* **Directions for this task**: Below are records; how many of their lines contain "browser"? Give the number and no other words.

(Data in this exercise Opens)

PR #4328, opened 2026-03-13
⚗️ add Vue Router v4 view tracking

mormubis:
## Motivation

After this PR, navigating between routes in a Vue app automatically creates RUM views with parameterized names instead of raw URLs. It also improves the `component_stack` in Vue error tracking to include the full parent component hierarchy rather than just the component name.

## Changes

Exports a wrapped `createRouter` from `@datadog/browser-rum-vue/vue-router-v4` as a drop-in for the standard `vue-router` import:

```ts
import { createRouter } from '@datadog/browser-rum-vue/vue-router-v4'
```

On each navigation, `afterEach` calls `startView()` with the parameterized route name (`/users/:id` rather than `/users/42`). Failed navigations (blocked by guards, cancelled, duplicated) and query-only changes are filtered out.

`component_stack` now walks the `ComponentInternalInstance` parent chain to build the full hierarchy, matching what Vue DevTools shows.

The PR includes a `vue-router-app` test app and E2E tests for both features.

Requires `vuePlugin({ router: true })` alongside this import. That sets `trackViewsManually: true` at init so the SDK's built-in URL tracking does not race with the router integration.

## Test instructions

```bash
yarn test:unit --spec packages/rum-vue/src/domain/router/startVueRouterView.spec.ts
yarn test:unit --spec packages/rum-vue/src/domain/router/vueRouter.spec.ts
yarn test:e2e:init
yarn test:e2e -g "vue plugin"
```

## Checklist

- [x] Tested locally
- [ ] Tested on staging


packages/rum-vue/src/domain/router/vueRouter.ts
```diff
@@ -0,0 +1,18 @@
...
+import type { RouterOptions, Router } from 'vue-router'
+import { startVueRouterView } from './startVueRouterView'
+
+export function createRouter(options: RouterOptions): Router {
+  const router = originalCreateRouter(options)
+
+  // afterEach fires for the initial navigation when the app is mounted via app.use(router).
+  // In tests without mounting, an explicit router.push() is needed to trigger the hook.
+  router.afterEach((to, _from, failure) => {
+    if (failure && !isNavigationFailure(failure, NavigationFailureType.duplicated)) {
```
mormubis: Vue Router's `afterEach` fires even for navigations blocked by a guard, not just successful ones. The `failure` parameter tells you why. We skip `cancelled` (preempted by another navigation) and `aborted` (guard explicitly blocked it). `duplicated` (same route you're already on) we let through - that's not really a failure, the URL just didn't change because it was already there.

packages/rum-vue/src/domain/router/startVueRouterView.ts
```diff
@@ -0,0 +1,42 @@
+import { display } from '@datadog/browser-core'
+import type { RouteLocationMatched } from 'vue-router'
+import { onVueInit } from '../vuePlugin'
+
+export function startVueRouterView(matched: RouteLocationMatched[]) {
+  onVueInit((configuration, rumPublicApi) => {
```
amortemousque: **💬 suggestion:** For consistency with React, `onVueInit` could be renamed to onRumInit. The same likely applies to `onVueStart`.

packages/rum-vue/src/domain/router/startVueRouterView.ts
```diff
@@ -0,0 +1,42 @@
...
+    if (!configuration.router) {
+      display.warn('`router: true` is missing from the vue plugin configuration, the view will not be tracked.')
+      return
+    }
+    rumPublicApi.startView(computeViewName(matched))
+  })
+}
+
+export function computeViewName(matched: RouteLocationMatched[]): string {
```
amortemousque, line 15: **💬 suggestion:** ‏I think we are missing a case for [catch all routes](https://router.vuejs.org/guide/essentials/dynamic-matching.html#Catch-all-404-Not-found-Route)(aka wildcard). For those, in [React](https://github.com/DataDog/browser-sdk/blob/11234b4e4319c5408c1c77d5306cb13dff39d01c/packages/rum-react/src/domain/reactRouter/startReactRouterView.spec.ts#L98) we keep the path with the params.

rgaignault, line 15: ❓ question : don't we need a logic to resolve "catch-all" pattern like in  react with this function ? 

https://github.com/DataDog/browser-sdk/blob/05e66f993162708daf6b231b834f3378af69604d/packages/rum-react/src/domain/reactRouter/startReactRouterView.ts#L28

packages/rum-vue/src/domain/router/startVueRouterView.spec.ts
```diff
@@ -0,0 +1,50 @@
...
+    const warnSpy = spyOn(display, 'warn')
+    initializeVuePlugin({ configuration: {} })
+    startVueRouterView([] as unknown as RouteLocationMatched[])
+    expect(warnSpy).toHaveBeenCalledOnceWith(
+      '`router: true` is missing from the vue plugin configuration, the view will not be tracked.'
+    )
+  })
+})
+
+describe('computeViewName', () => {
```
amortemousque, line 29: **🥜 nitpick:** ‏‏It would be great to align how these tests are written across integrations. I found, using an array of cases, like in the [React tests](https://github.com/DataDog/browser-sdk/blob/11234b4e4319c5408c1c77d5306cb13dff39d01c/packages/rum-react/src/domain/reactRouter/startReactRouterView.spec.ts#L80), works well.
I tried to apply the same approach for [Angular](https://github.com/DataDog/browser-sdk/blob/2d5431978df69de58d77b6274d1801ed6e31a31e/packages/rum-angular/src/domain/angularRouter/startAngularView.spec.ts#L72). Wdyt?

test/e2e/lib/helpers/playwright.ts
```diff
@@ -5,6 +5,7 @@ import packageJson from '../../../../package.json' with { type: 'json' }
 
 export const DEV_SERVER_BASE_URL = `http://localhost:${process.env.DEV_SERVER_PORT}`
 export const NEXTJS_APP_ROUTER_PORT = process.env.NEXTJS_APP_ROUTER_PORT!
+export const VUE_ROUTER_APP_PORT = '5175'
```
BeltranBulbarellaDD: Can we do something to not have to hardcode the port?

test/e2e/lib/framework/createTest.ts
```diff
@@ -111,6 +111,20 @@ class TestBuilder {
     return this
   }
 
+  withVueApp() {
```
BeltranBulbarellaDD, line 114: Maybe we could reuse the repeated code with `nextjs` here?

test/e2e/scenario/vuePlugin.scenario.ts
```diff
@@ -0,0 +1,35 @@
+import { test, expect } from '@playwright/test'
+import { createTest } from '../lib/framework'
+
+test.describe('vue plugin', () => {
```
BeltranBulbarellaDD, line 4: This is more for me but maybe we could try to have the same sets of test for all plugins and run them together? I'll bring it up in the guild.

test/e2e/playwright.base.config.ts
```diff
@@ -53,5 +53,12 @@ export const config: Config = {
         stdout: /- Local:\s+http:\/\/localhost:(?<nextjs_app_router_port>\d+)/,
       },
     },
+    {
+      stdout: 'pipe' as const,
+      cwd: path.join(__dirname, '../apps/vue-router-app'),
+      command: isLocal ? 'yarn dev' : 'yarn preview',
```
BeltranBulbarellaDD, line 60: What do you think of only running the production one?

test/e2e/lib/helpers/playwright.ts
mormubis: I did a similar thing to NextJS

test/e2e/scenario/vuePlugin.scenario.ts
mormubis: @BeltranBulbarellaDD  I didn't want to touch `withNextjsApp` in this PR. I can do a follow-up. Thoughts?

BeltranBulbarellaDD: Sounds good! We'll discuss later!

packages/rum-vue/src/domain/router/startVueRouterView.spec.ts
```diff
@@ -0,0 +1,48 @@
...
+  const cases: Array<[string, Array<{ path: string }>, string]> = [
+    // description,                       matched paths,                                                    expected
+    ['empty matched array',               [],                                                               ''],
+    ['simple route',                      [{ path: '/users' }],                                            '/users'],
+    ['nested routes',                     [{ path: '/users' }, { path: '/users/:id' }],                   '/users/:id'],
+    ['ignores records without a path',    [{ path: '/users' }, { path: '' }, { path: '/users/:id' }],     '/users/:id'],
+    // Vue Router 4 catch-all routes use /:pathMatch(.*)*  (no bare * wildcard like React Router).
+    // We keep the route pattern as-is — it is already a meaningful identifier that groups all
+    // unmatched paths together, unlike React Router's * which needs substitution to be readable.
+    ['catch-all route',                   [{ path: '/:pathMatch(.*)*' }],                                 '/:pathMatch(.*)*'],
```
amortemousque: **💬 suggestion:** We should probably align catch-all case to other integrations (see [React](https://github.com/DataDog/browser-sdk/blob/53c9b00041153a3da833c8e7e5e9730ebaab47b7/packages/rum-react/src/domain/reactRouter/startReactRouterView.spec.ts#L99)).
Nit: could show the path (/users/1) next to or instead of the description, like React.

(Data in this exercise Closes)

* **Solution to this problem**: 8